ABOUT THIS EXERCISE: The required output is all lines below that contain the word "those".
+ + + +
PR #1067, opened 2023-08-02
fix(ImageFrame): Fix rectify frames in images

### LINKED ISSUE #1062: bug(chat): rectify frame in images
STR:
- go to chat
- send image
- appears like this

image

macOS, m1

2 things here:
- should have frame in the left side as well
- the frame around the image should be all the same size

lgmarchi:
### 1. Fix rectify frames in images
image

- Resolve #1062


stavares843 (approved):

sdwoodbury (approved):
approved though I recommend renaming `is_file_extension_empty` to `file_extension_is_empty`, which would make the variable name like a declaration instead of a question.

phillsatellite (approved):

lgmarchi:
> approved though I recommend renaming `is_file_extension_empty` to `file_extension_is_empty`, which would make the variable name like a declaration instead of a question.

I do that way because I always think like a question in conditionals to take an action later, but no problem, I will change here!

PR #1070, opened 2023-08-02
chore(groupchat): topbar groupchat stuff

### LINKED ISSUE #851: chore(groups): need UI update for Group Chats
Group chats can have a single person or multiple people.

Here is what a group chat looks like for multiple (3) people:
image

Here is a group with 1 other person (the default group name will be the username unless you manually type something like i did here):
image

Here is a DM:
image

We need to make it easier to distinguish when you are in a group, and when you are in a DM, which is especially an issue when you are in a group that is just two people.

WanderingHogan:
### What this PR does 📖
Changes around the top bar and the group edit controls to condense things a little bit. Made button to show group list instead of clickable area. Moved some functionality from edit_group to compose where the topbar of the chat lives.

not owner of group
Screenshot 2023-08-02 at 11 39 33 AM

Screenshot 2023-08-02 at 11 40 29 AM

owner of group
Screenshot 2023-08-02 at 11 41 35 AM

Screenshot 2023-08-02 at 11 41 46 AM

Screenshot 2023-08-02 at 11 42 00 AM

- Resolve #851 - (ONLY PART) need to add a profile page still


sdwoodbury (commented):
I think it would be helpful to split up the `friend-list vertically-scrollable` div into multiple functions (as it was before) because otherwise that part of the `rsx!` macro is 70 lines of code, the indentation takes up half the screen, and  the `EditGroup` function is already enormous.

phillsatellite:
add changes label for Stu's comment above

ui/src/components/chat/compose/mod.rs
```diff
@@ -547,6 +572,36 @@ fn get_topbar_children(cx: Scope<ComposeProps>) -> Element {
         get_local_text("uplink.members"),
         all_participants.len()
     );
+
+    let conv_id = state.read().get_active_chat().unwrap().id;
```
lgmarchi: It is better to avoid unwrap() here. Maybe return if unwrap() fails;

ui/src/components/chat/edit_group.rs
+ + + +
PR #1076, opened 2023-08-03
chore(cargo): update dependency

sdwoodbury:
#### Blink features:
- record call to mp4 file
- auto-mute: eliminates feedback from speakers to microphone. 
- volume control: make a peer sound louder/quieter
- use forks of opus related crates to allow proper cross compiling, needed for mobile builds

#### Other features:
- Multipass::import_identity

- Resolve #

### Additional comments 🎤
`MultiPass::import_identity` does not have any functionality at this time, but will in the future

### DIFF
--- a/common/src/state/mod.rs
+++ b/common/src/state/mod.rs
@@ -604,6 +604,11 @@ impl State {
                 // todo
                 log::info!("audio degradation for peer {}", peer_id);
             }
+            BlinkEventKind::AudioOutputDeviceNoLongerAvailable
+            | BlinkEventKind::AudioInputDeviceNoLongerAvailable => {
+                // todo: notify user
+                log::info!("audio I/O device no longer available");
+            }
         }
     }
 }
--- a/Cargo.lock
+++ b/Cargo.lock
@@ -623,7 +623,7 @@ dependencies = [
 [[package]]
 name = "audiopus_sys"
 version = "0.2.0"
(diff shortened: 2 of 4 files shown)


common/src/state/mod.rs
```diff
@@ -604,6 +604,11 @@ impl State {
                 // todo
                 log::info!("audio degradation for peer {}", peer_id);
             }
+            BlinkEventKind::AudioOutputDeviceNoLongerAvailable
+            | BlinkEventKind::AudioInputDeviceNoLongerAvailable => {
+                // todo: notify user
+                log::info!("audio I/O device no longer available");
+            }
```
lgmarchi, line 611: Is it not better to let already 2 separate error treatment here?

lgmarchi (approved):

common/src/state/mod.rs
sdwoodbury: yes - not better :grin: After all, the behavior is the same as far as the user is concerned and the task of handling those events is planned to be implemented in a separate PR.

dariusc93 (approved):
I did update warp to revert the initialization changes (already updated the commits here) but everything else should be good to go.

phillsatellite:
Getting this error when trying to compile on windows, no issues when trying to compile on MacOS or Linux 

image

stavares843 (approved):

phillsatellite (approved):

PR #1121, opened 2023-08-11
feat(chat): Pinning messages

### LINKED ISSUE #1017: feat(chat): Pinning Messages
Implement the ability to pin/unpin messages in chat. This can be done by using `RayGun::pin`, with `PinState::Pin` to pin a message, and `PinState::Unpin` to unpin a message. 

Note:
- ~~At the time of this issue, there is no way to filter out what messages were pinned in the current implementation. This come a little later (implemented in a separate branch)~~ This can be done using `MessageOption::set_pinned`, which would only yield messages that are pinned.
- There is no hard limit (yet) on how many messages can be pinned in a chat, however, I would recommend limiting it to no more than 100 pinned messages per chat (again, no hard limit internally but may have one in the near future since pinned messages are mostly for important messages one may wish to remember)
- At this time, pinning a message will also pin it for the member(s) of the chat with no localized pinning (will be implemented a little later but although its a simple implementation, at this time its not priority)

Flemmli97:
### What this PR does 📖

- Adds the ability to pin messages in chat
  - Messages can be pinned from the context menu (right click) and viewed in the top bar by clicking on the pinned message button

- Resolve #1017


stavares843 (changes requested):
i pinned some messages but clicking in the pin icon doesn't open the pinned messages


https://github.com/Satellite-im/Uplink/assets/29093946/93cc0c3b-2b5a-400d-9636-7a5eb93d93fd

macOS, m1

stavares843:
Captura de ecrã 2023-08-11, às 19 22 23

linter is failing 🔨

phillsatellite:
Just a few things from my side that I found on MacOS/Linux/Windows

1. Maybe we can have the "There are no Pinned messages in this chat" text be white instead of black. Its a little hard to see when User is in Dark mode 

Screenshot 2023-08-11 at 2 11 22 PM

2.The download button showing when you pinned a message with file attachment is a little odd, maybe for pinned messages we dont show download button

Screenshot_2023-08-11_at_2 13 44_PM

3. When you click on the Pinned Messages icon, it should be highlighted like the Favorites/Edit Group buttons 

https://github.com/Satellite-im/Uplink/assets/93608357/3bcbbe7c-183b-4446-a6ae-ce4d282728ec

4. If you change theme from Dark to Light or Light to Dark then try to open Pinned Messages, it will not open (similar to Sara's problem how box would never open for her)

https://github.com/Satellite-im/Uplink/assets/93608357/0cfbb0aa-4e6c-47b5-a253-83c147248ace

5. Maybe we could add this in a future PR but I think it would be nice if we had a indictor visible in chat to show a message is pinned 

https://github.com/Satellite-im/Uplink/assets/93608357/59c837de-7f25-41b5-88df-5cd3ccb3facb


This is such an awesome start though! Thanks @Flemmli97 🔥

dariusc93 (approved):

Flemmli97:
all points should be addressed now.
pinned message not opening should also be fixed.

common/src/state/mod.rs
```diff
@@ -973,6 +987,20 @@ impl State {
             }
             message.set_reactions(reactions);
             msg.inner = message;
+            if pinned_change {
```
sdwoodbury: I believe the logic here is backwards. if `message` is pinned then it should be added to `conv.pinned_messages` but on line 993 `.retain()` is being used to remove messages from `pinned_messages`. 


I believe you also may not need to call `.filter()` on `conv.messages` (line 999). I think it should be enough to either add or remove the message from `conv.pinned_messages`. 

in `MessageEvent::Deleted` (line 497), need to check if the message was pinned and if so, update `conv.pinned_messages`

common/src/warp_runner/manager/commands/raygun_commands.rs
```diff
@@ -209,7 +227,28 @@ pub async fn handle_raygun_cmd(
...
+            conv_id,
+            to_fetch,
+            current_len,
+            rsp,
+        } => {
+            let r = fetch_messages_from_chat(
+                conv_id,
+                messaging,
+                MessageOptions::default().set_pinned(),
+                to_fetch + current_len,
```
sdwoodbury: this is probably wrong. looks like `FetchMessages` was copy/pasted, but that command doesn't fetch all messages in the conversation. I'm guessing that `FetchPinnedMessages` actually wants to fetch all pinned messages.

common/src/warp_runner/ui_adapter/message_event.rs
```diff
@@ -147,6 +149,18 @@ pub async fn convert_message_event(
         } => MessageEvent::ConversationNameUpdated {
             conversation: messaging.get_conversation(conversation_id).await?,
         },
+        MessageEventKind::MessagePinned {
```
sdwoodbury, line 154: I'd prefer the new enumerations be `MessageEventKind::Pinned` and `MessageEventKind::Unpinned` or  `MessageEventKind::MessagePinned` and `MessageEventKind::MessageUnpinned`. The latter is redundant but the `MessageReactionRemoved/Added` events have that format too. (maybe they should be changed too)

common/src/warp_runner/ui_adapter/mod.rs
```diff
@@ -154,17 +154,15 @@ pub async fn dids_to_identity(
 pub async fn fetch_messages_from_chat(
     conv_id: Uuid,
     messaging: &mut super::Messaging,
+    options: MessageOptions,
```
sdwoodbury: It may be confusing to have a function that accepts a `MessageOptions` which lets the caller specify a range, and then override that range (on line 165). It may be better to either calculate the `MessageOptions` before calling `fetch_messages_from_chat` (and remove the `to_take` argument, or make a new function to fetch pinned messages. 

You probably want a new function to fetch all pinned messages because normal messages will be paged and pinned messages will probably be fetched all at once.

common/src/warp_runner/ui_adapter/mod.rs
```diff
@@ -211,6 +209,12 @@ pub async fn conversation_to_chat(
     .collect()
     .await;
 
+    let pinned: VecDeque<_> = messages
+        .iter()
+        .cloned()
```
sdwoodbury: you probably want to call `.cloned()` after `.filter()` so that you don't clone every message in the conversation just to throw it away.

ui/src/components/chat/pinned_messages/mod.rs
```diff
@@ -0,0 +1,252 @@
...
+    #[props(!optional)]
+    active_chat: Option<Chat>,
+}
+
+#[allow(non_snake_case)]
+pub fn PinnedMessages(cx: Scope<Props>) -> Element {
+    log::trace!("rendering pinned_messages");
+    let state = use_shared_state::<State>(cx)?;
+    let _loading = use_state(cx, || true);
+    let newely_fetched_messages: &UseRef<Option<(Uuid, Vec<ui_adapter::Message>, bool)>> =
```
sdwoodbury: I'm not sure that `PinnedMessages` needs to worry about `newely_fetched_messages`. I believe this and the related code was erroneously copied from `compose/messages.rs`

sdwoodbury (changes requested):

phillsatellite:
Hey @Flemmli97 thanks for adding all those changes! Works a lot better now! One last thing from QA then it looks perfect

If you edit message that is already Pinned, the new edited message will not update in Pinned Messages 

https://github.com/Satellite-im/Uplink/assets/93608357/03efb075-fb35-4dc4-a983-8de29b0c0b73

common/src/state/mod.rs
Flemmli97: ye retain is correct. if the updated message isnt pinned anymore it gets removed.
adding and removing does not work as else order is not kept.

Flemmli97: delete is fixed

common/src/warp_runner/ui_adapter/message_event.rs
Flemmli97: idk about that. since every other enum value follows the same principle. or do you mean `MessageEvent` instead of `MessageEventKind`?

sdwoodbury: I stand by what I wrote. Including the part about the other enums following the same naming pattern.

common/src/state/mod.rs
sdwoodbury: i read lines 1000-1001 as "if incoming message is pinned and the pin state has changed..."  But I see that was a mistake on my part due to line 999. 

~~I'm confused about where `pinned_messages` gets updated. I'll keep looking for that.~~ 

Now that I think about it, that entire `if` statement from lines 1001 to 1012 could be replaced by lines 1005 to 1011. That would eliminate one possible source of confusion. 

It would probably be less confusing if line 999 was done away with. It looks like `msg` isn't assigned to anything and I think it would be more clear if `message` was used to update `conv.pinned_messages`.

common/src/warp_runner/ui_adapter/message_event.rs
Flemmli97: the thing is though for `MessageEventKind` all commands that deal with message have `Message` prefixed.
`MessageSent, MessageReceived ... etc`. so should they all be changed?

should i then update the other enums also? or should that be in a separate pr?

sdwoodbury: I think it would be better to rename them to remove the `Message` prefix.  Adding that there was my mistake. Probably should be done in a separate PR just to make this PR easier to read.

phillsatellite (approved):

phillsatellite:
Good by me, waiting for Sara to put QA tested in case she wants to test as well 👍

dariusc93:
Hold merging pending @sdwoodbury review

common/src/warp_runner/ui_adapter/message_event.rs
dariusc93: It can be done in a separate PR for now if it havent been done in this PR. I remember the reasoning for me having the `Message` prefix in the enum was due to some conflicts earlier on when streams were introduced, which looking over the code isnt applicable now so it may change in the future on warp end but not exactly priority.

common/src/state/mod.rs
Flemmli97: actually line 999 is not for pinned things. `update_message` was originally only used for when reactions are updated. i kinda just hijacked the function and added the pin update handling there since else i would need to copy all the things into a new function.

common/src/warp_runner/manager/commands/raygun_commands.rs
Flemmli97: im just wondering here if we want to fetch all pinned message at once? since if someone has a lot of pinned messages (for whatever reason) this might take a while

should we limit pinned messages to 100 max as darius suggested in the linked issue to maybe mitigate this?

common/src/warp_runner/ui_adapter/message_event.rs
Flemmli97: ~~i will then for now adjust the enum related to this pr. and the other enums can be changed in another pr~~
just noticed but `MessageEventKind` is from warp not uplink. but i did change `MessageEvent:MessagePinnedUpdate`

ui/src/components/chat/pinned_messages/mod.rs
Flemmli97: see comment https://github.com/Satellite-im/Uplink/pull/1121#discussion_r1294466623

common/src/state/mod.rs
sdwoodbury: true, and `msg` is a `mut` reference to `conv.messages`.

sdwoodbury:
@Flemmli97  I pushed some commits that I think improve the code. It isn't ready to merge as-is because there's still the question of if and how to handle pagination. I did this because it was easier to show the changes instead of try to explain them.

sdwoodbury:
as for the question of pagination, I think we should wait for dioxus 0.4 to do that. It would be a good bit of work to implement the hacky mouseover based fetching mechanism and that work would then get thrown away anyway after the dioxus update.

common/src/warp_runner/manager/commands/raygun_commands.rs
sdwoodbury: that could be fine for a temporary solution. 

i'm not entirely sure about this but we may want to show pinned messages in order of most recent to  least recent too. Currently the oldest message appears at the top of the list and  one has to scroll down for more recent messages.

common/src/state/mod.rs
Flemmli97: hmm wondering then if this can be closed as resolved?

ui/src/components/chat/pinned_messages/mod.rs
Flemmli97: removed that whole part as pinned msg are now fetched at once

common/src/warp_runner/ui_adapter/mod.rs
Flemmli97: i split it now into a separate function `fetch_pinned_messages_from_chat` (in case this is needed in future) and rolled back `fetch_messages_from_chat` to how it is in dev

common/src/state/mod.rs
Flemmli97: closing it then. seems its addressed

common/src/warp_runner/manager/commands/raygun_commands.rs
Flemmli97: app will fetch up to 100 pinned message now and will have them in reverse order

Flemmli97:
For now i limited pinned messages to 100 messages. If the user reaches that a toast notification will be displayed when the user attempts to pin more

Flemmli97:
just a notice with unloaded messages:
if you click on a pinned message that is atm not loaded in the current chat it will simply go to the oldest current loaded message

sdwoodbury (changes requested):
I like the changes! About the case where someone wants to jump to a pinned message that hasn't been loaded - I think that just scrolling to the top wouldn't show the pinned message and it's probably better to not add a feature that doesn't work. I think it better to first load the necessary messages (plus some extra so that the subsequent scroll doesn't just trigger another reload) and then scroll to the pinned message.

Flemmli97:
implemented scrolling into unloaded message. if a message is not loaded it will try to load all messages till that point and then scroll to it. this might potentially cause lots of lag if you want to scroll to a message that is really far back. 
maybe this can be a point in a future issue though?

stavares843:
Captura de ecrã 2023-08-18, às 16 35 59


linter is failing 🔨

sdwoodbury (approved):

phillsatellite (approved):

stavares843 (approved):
+ + + +
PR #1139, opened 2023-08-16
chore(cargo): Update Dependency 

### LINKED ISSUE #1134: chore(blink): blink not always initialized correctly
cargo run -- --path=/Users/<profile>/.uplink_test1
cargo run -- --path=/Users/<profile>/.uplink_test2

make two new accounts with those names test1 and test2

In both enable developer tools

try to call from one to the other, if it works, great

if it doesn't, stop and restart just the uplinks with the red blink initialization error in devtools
+ + + +
RESULT FOR THIS TASK:
sdwoodbury: yes - not better :grin: After all, the behavior is the same as far as the user is concerned and the task of handling those events is planned to be implemented in a separate PR.
Hey @Flemmli97 thanks for adding all those changes! Works a lot better now! One last thing from QA then it looks perfect
make two new accounts with those names test1 and test2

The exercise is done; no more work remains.